About this task
Go through the material under this sentence. Return every line holding "catching".

◇ ◇ ◇

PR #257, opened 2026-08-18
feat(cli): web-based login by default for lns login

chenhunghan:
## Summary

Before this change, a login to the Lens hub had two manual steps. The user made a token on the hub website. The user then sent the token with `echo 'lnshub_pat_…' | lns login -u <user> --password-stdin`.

◇ ◇ ◇

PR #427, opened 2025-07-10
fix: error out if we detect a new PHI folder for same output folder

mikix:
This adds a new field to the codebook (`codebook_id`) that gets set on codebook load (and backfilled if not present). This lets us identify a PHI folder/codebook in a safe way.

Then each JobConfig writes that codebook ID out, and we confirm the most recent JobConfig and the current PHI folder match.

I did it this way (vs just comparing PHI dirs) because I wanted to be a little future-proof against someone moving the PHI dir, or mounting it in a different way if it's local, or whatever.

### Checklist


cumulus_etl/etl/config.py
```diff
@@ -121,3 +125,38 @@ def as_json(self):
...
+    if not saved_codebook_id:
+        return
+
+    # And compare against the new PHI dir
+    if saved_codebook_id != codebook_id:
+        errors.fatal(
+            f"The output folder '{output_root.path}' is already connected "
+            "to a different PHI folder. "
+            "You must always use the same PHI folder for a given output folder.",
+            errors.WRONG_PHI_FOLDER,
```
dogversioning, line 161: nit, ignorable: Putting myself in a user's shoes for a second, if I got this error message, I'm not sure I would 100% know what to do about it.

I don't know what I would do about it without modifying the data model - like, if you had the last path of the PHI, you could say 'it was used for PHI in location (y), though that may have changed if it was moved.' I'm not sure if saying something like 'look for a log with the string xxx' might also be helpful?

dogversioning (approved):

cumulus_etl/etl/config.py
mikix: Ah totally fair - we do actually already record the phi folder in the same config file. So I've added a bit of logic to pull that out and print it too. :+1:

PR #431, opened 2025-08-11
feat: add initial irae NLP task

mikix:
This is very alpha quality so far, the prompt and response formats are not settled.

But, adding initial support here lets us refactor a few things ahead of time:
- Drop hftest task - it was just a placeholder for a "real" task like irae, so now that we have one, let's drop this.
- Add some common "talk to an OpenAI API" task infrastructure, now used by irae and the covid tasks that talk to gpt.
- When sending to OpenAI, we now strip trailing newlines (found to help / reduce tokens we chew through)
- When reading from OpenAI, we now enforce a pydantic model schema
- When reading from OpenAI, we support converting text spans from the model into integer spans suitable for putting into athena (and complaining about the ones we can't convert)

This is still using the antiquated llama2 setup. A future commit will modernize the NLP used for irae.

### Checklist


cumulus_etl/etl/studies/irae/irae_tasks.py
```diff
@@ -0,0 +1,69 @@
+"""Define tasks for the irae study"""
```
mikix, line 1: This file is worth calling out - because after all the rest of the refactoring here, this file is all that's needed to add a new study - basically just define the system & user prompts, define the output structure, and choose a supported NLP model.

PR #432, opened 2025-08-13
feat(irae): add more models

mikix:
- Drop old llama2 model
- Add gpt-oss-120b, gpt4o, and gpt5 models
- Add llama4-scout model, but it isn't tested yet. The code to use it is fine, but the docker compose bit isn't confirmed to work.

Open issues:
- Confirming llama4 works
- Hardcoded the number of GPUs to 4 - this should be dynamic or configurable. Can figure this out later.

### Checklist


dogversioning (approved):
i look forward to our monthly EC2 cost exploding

◇ ◇ ◇

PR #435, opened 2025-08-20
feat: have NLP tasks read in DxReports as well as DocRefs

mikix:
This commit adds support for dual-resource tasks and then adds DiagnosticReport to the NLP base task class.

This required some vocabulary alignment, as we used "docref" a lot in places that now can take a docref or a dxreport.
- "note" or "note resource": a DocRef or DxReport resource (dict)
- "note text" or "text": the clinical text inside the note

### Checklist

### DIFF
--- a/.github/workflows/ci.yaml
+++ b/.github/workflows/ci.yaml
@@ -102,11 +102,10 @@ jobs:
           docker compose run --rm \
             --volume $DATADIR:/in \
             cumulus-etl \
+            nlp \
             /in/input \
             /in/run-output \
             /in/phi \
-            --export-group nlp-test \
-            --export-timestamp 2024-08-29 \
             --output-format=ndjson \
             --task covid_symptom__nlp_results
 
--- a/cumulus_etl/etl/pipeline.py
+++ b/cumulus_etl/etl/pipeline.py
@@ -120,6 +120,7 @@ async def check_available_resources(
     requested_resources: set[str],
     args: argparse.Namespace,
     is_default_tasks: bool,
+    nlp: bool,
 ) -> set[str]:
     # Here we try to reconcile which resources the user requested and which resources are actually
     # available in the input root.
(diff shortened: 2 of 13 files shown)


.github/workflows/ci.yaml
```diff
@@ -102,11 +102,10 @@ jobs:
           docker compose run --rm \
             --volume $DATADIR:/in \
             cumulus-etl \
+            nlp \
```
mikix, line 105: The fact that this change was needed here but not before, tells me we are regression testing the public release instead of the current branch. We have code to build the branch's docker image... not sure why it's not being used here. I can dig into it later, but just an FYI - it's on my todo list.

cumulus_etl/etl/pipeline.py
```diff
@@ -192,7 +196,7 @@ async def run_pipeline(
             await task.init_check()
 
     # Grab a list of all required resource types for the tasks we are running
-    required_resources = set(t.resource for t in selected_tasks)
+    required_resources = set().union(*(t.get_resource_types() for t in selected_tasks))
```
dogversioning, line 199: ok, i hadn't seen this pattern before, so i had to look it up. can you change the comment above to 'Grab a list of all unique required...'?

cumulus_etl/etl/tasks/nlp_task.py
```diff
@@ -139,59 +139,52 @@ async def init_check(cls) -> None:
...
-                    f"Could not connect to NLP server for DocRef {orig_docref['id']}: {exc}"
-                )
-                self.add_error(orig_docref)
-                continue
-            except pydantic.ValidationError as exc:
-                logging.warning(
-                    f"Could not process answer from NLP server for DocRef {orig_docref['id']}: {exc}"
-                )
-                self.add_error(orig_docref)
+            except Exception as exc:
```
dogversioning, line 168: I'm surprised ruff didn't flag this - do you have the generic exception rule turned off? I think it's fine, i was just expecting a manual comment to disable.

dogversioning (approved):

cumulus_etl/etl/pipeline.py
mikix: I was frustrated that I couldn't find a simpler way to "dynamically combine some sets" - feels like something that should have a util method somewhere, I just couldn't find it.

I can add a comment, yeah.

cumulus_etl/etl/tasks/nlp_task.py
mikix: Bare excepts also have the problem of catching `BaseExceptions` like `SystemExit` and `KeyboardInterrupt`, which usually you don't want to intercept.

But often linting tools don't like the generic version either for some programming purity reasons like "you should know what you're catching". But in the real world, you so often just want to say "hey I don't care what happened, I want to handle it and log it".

◇ ◇ ◇

Your solution
mikix: Bare excepts also have the problem of catching `BaseExceptions` like `SystemExit` and `KeyboardInterrupt`, which usually you don't want to intercept.
But often linting tools don't like the generic version either for some programming purity reasons like "you should know what you're catching". But in the real world, you so often just want to say "hey I don't care what happened, I want to handle it and log it".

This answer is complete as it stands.